Aim of the exercise
The required output is the whole listing below, unchanged.

The data
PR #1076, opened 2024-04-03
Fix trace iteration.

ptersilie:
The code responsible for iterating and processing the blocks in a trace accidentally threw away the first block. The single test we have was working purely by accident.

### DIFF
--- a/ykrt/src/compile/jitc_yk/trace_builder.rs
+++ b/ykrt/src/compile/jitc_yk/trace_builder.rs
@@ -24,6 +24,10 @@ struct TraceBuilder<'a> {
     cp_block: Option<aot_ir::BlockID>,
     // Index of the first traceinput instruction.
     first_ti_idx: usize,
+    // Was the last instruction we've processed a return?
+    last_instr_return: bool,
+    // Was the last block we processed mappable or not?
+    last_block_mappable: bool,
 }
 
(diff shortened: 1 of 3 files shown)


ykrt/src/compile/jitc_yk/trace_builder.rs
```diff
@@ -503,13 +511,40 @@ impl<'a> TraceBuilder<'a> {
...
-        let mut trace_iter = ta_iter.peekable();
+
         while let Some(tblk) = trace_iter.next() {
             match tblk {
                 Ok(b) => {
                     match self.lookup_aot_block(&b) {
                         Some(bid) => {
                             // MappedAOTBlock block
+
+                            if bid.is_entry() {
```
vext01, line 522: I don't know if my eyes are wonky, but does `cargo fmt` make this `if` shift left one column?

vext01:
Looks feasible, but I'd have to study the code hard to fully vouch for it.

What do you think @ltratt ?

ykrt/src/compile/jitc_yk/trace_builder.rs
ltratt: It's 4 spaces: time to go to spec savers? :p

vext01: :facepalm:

Exercise solution
PR #1076, opened 2024-04-03
Fix trace iteration.

ptersilie:
The code responsible for iterating and processing the blocks in a trace accidentally threw away the first block. The single test we have was working purely by accident.

### DIFF
--- a/ykrt/src/compile/jitc_yk/trace_builder.rs
+++ b/ykrt/src/compile/jitc_yk/trace_builder.rs
@@ -24,6 +24,10 @@ struct TraceBuilder<'a> {
     cp_block: Option<aot_ir::BlockID>,
     // Index of the first traceinput instruction.
     first_ti_idx: usize,
+    // Was the last instruction we've processed a return?
+    last_instr_return: bool,
+    // Was the last block we processed mappable or not?
+    last_block_mappable: bool,
 }
 
(diff shortened: 1 of 3 files shown)


ykrt/src/compile/jitc_yk/trace_builder.rs
```diff
@@ -503,13 +511,40 @@ impl<'a> TraceBuilder<'a> {
...
-        let mut trace_iter = ta_iter.peekable();
+
         while let Some(tblk) = trace_iter.next() {
             match tblk {
                 Ok(b) => {
                     match self.lookup_aot_block(&b) {
                         Some(bid) => {
                             // MappedAOTBlock block
+
+                            if bid.is_entry() {
```
vext01, line 522: I don't know if my eyes are wonky, but does `cargo fmt` make this `if` shift left one column?

vext01:
Looks feasible, but I'd have to study the code hard to fully vouch for it.

What do you think @ltratt ?

ykrt/src/compile/jitc_yk/trace_builder.rs
ltratt: It's 4 spaces: time to go to spec savers? :p

vext01: :facepalm:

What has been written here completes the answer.